Ich habe den BCLK von Auto auf Manual mit 100.00 mhz gestellt und die CPU Voltage von Auto auf Manual  1,245 V. CPU-Z zeigt mir dann unter Vollast  1.28  V an und unter Prime bleibt die CPU bei 60-63 Grad


----------



## mixed (13. Januar 2017)

*AW: Übertaktung deaktivieren*

Ich  habe noch mal einen Screenshot von HWMonitor und CPU-Z gemacht


----------



## Sverre (13. Januar 2017)

*AW: Übertaktung deaktivieren*

ASUS Multicore Enhancement (ASUS Multicore-Erweiterung) [Auto]<-[Disabled]
CPU Core Ratio [Sync All Cores]
1-Core Ratio Limit [44]
2-Core Ratio Limit [44]
3-Core Ratio Limit [44]
4-Core Ratio Limit [44]
CPU SVID Support (CPU-SVID-Unterstützung) [Auto]<-[Disabled]
CPU Core/Cache Current Limit Max. (CPU-Kern-/Cache-Stromgrenze max.) [Auto]
Min CPU Cache Ratio (Minimales CPU-Cache-Verhältnis) [8]
Max CPU Cache Ratio [41]
CPU Core/Cache Voltage [Manual Mode]
- CPU-Kernspannungsübergehung [1.296]

DRAM-Spannung [Auto]
CPU VCCIO Voltage [Auto]
CPU System Agent Voltage [Auto]

DRAM CAS# Latency [Auto]
DRAM RAS# to CAS# Delay [Auto]
DRAM RAS# ACT Time [Auto]
DRAM Command Rate [Auto]

MRC-Systemschnellstart [Auto]<-[Disabled]
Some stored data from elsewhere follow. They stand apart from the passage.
PR #1686, opened 2025-08-09
Truncate existing file in CreateText

### LINKED ISSUE #275: SftpClient: Modify methods that overwrite existing file to first truncate the file
The following methods in **SftpClient** currently overwrite an existing file, but do not truncate it first:

* public StreamWriter CreateText(string path)
* public StreamWriter CreateText(string path, Encoding encoding)
* public void WriteAllBytes(string path, byte[] bytes)
* public void WriteAllLines(string path, IEnumerable<string> contents)
* public void WriteAllLines(string path, string[] contents)
* public void WriteAllLines(string path, IEnumerable<string> contents, Encoding encoding)
* public void WriteAllLines(string path, string[] contents, Encoding encoding)
* public void WriteAllText(string path, string contents)
* public void WriteAllText(string path, string contents, Encoding encoding)

The API has been "inspired" by [System.IO.File](https://msdn.microsoft.com/en-us/library/system.io.file.aspx), but the corresponding methods on [System.IO.File](https://msdn.microsoft.com/en-us/library/system.io.file.aspx) actually overwrite (and truncate) an existing file.

Rob-Hague:
SftpClient.CreateText does not truncate the file if it exists, contrary to System.IO.File.CreateText which does. It is documented, but seems pretty unintuitive and more like a mistake than a concious decision (the documentation was added much later than the implementation).

I considered leaving this 14 year old behaviour as it is, but turns out other people have hit it as well (it also affects WriteAll{Bytes/Text/Lines}).

closes #275


drieseng (approved):

Rob-Hague:
Thanks

PR #1688, opened 2025-08-12
Fix SftpFileAttributes file type detection

### LINKED ISSUE #159: Get/Update Unix special permissions (setuid, setgid and Sticky Bit)
Hi,

Is there a way to get/update the unix special permissions (setuid, setgid and Sticky Bit)? 

If it's not possible, can you add this feature in the next version?

thx

### LINKED ISSUE #1000: SftpFileAttributes incorrect bit masking for file type, should always use `& S_IFMT`
Hello, it looks like the code in `SftpFileAttributes.cs` that handle the file type bits in the `permission` uint uses the wrong bitmask when comparing against the various file type flags.

For example, a symbolic link, while correctly returning true for `IsSymbolicLink`, also incorrectly returns true for `IsCharacterDevice`.

In particular, I think [these lines](https://github.com/sshnet/SSH.NET/blob/develop/src/Renci.SshNet/Sftp/SftpFileAttributes.cs#L393-L405) in the private setter should be changed from:
```
                IsSocket = ((value & S_IFSOCK) == S_IFSOCK);
                IsSymbolicLink = ((value & S_IFLNK) == S_IFLNK);
                IsRegularFile = ((value & S_IFREG) == S_IFREG);
                IsBlockDevice = ((value & S_IFBLK) == S_IFBLK);
                IsDirectory = ((value & S_IFDIR) == S_IFDIR);
                IsCharacterDevice = ((value & S_IFCHR) == S_IFCHR);
                IsNamedPipe = ((value & S_IFIFO) == S_IFIFO);
```

to

```
                IsSocket = ((value & S_IFMT) == S_IFSOCK);
                IsSymbolicLink = ((value & S_IFMT) == S_IFLNK);
                IsRegularFile = ((value & S_IFMT) == S_IFREG);
                IsBlockDevice = ((value & S_IFMT) == S_IFBLK);
                IsDirectory = ((value & S_IFMT) == S_IFDIR);
                IsCharacterDevice = ((value & S_IFMT) == S_IFCHR);
                IsNamedPipe = ((value & S_IFMT) == S_IFIFO);
```

i.e. the value should always be bitmask-AND'ed with `S_IFMT` (aka `0xF000`) before comparing to the file type.

Otherwise you get a false-positive `true` result for things like symbolic links (`0xA000`) being compared to character device (`0x2000`) because `(0xA000 & 0x2000) == 0x2000` is `true` (but incorrect), but it probably should be `(0xA000 & 0xF000) == 0x2000` which is `false` (and correct).

Also, the usage of `private bool _isBitFiledsBitSet` seems unnecessary. Perhaps this private bool field should be removed entirely (including the two statements that get and set the value). I don't think it makes sense to set `permission = permission | S_IFMT` since `S_IFMT` is just a *bitmask* intended to be used for bitwise-AND operations (`&`) to find the other file type values.

Also, somewhat unrelated, I wish the three private bools `_isUIDBitSet`, `_isGroupIDBitSet` and `_isStickyBitSet` were exposed in the public API with at least getters, so that we can show the full `-rwsr-xr-x` unix permission for `/bin/su` for example. (With the current API, we can't know that `_isUIDBitSet` is true so we'd have to show it as just `-rwxr-xr-x` instead). In fact, having a public getter for the `uint permission` directly would be very useful as it would allow us to pass a single uint to for example a web frontend, instead of dozens of `IsXyz` + `XyzCanRead` booleans.

This affects both the `develop` branch as well as the `release/2020.0` branch (the file `SftpFileAttributes.cs` is identical in both branches)

Rob-Hague:
To get the file type, S_IFMT should be used as the mask. Instead it was using each file type as the mask. It meant that e.g. a symbolic link would also show as a regular file and a character device.

Also allow setting and retrieving the setuid/setgid/sticky bits

closes #1000
closes #159


src/Renci.SshNet/Sftp/SftpFileAttributes.cs
```diff
@@ -506,7 +708,7 @@ public byte[] GetBytes()
             {
                 uint flag = 0;
 
-                if (IsSizeChanged && IsRegularFile)
```
Rob-Hague, line 509: I have removed the `IsRegularFile` condition because I don't think it needs to exist. And given the bug, this condition would still have passed for a symbolic link, so this is more like keeping the behaviour the same

WojciechNagorski (approved):

PR #1692, opened 2025-08-30
Implement gssapi-with-mic user authentication with Kerberos

### LINKED ISSUE #114: SSH NTLM Single sign on
Please add as authentication provider "gssapi-with-mic" with NTLM. It allows single sign on on windows without typing password.
Some part of gssapi is already here https://github.com/SimonWilkinson/gss-openssh/
From server point of view eg Bitwise SSH already supports this.

### LINKED ISSUE #170: GSSAPI support
Putty supports authentication using GSSAPI. This is very useful if single sign on is required.

It would be really handy if SSH.NET could also support this capability.

### LINKED ISSUE #780: GSSAPI/Kerberos Support
Request to add GSSAPI/Kerberos support to the library to support password-less login to servers.

scott-xu:
This PR adds support for gssapi-with-mic user authentication with Kerberos which is defined at https://datatracker.ietf.org/doc/html/rfc4462.

Close https://github.com/sshnet/SSH.NET/issues/780
Close https://github.com/sshnet/SSH.NET/issues/170
Close https://github.com/sshnet/SSH.NET/issues/114


scott-xu:
This PR is primarily based on https://github.com/tmds/Tmds.Ssh/pull/188. Credits to @jborean93 and @tmds

🎏 Call for help!
This PR is still at early stage. If someone can help implement `ReflectedNegotiateContext` or add integration test, that would be great!

Rob-Hague:
Some high-level questions

1. I am not excited by the prospect of reflection/UnsafeAccessor. Is it just for lower targets? If so, I would prefer to restrict it to targets where it is possible via public api (NET 9+ presumably).

2. It seems like it would be easier to just have:
```c#
public class GssApiAuthenticationMethod(NegotiateAuthenticationClientOptions options)
{ }
```
as the public api?

3. Have you thought about how to test it? Presumably something can be set up via the dockerfile

scott-xu:
> 1. I am not excited by the prospect of reflection/UnsafeAccessor. Is it just for lower targets? If so, I would prefer to restrict it to targets where it is possible via public api (NET 9+ presumably).

Reflection is to support .NET Framework.
UnsafeAccessor is to support .NET 8.0

One reason to choose SSH.NET is that it supports lower targets.


> 2. It seems like it would be easier to just have:
> 
> ```cs
> public class GssApiAuthenticationMethod(NegotiateAuthenticationClientOptions options)
> { }
> ```
> 
> as the public api?

There are too many options than needed if we use `NegotiateAuthenticationClientOptions` as public API.

> 3. Have you thought about how to test it? Presumably something can be set up via the dockerfile

That's the "call out for help" item 😄

PR #1699, opened 2025-09-11
Make use of C#14 extension members

mus65:
This makes use of the [C# 14 extension members](https://devblogs.microsoft.com/dotnet/csharp-exploring-extension-members/) to get rid of most `ThrowHelper` methods and some `#if`.

There may be more places to make use of it (or maybe I already overdid it :smile: ).

Based on .NET 10 branch #1672


mus65:
Merged with PR #1672

PR #1704, opened 2025-09-28
CI: add Windows Integration Tests for .NET

mus65:
see https://github.com/sshnet/SSH.NET/pull/1702#issuecomment-3342506642


scott-xu:
How about adding some filters `--filter "Name~EcdhSha2Nist|Name~Gcm|Name~Ecdsa|Name~Tripledes"` to speed up the integration test?

mus65:
I would be OK with that. We could also run these in parallel to the .NET Framework tests.

There is one test failure though, no idea about that one.

```
 Test method Renci.SshNet.IntegrationTests.ConnectivityTests.Common_CreateMoreChannelsThanMaxSessions threw exception: 
Renci.SshNet.Common.SshException: The pseudo-terminal request was not accepted by the server. Consult the server log for more information.
  Stack Trace:
     at Renci.SshNet.ShellStream..ctor(ISession session, String terminalName, UInt32 columns, UInt32 rows, UInt32 width, UInt32 height, IDictionary`2 terminalModeValues, Int32 bufferSize) in /_/src/Renci.SshNet/ShellStream.cs:line 93
   at Renci.SshNet.ServiceFactory.CreateShellStream(ISession session, String terminalName, UInt32 columns, UInt32 rows, UInt32 width, UInt32 height, IDictionary`2 terminalModeValues, Int32 bufferSize) in /_/src/Renci.SshNet/ServiceFactory.cs:line 180
   at Renci.SshNet.SshClient.CreateShellStream(String terminalName, UInt32 columns, UInt32 rows, UInt32 width, UInt32 height, Int32 bufferSize, IDictionary`2 terminalModeValues) in /_/src/Renci.SshNet/SshClient.cs:line 287
   at Renci.SshNet.SshClient.CreateShellStream(String terminalName, UInt32 columns, UInt32 rows, UInt32 width, UInt32 height, Int32 bufferSize) in /_/src/Renci.SshNet/SshClient.cs:line 279
   at Renci.SshNet.IntegrationTests.ConnectivityTests.Common_CreateMoreChannelsThanMaxSessions() in D:\a\SSH.NET\SSH.NET\test\Renci.SshNet.IntegrationTests\ConnectivityTests.cs:line 47
   at System.Reflection.MethodBaseInvoker.InvokeWithNoArgs(Object obj, BindingFlags invokeAttr)
```

mus65:
I can reproduce the test failure locally on linux when running the net9.0 tests multiple times against the same SSH server container. Recreating the SSH container fixes it. So this appears to be caused by some left over state in the SSH server from the previous run.

Shouldn't we run these in in separate jobs in CI anyway? Then they would use their own SSH containers and run in parallel which would speed things up significantly.

There is obviously some kind of issue in the tests though either way. I will try to narrow it down further...

Rob-Hague:
Yeah, they should be separate legs. Thanks for digging in

mus65:
Opened #1710 to fix the test failure.

mus65:
Merged #1710 here because this maybe also causes the Ssh_CreateShellNoTerminal test failure.

I also figured out why the Windows tests are so slow, it's DNS....  e2c0ed247f960a48c56aab72424fba7e6b557a54 . Should be done in <15min now.

.github/workflows/build.yml
Rob-Hague, line 197: add the windows integration legs here as well?

Rob-Hague (commented):
Nice!

Rob-Hague (approved):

CPU Load-Line Calibration (CPU-Belastungslinie-Kalibrierung) [Auto]<- [4]

VRM Spread Spectrum (VRM-Streuspektrum) [Disabled]<-[Auto]

ErP-Bereit [Deaktiviert]<-ErP Ready [Enable(S4+S5)]

Schnelles Boot [Enabled]<-[Disabled]
POST-Verzögerungszeit [2 Sek]<- [0 Sek]


..........dann schaun wir mal was er macht......


----------



## mixed (13. Januar 2017)

*AW: Übertaktung deaktivieren*

Bei VRM Spread Spectrum gibts die Auswahl Auto nicht


----------



## Sverre (13. Januar 2017)

*AW: Übertaktung deaktivieren*

ok dann lass es auf disabled...

Bitte downloaden...
HWiNFO64 v5.42
HWiNFO - Download

Prime95 Version 27.9 FreeBSD 64-bit
GIMPS - Free Prime95 software downloads - PrimeNet


----------



## mixed (13. Januar 2017)

*AW: Übertaktung deaktivieren*

Den Rest habe ich übernommen.  Die CPU läuft jetzt auf 4400mhz @ 1.296V mit max 82 Grad.
Als ich die  CPU Voltage im BIOS auf 1.295 V geändert habe ( es gehen nur 5mV Schritte ) ist die Zahl gelb geworden. Hat das irgendeine Bedeutung?


----------



## mixed (13. Januar 2017)

*AW: Übertaktung deaktivieren*

Prime95 Version 27.9 FreeBSD 64-bit & HWiNFO64 v5.42 sind installiert


----------



## Sverre (13. Januar 2017)

*AW: Übertaktung deaktivieren*

Im Windows Energiesparpläne stehen auf Ausbalanciert?
Dort unter Erweiterung mal schaun was bei CPU steht.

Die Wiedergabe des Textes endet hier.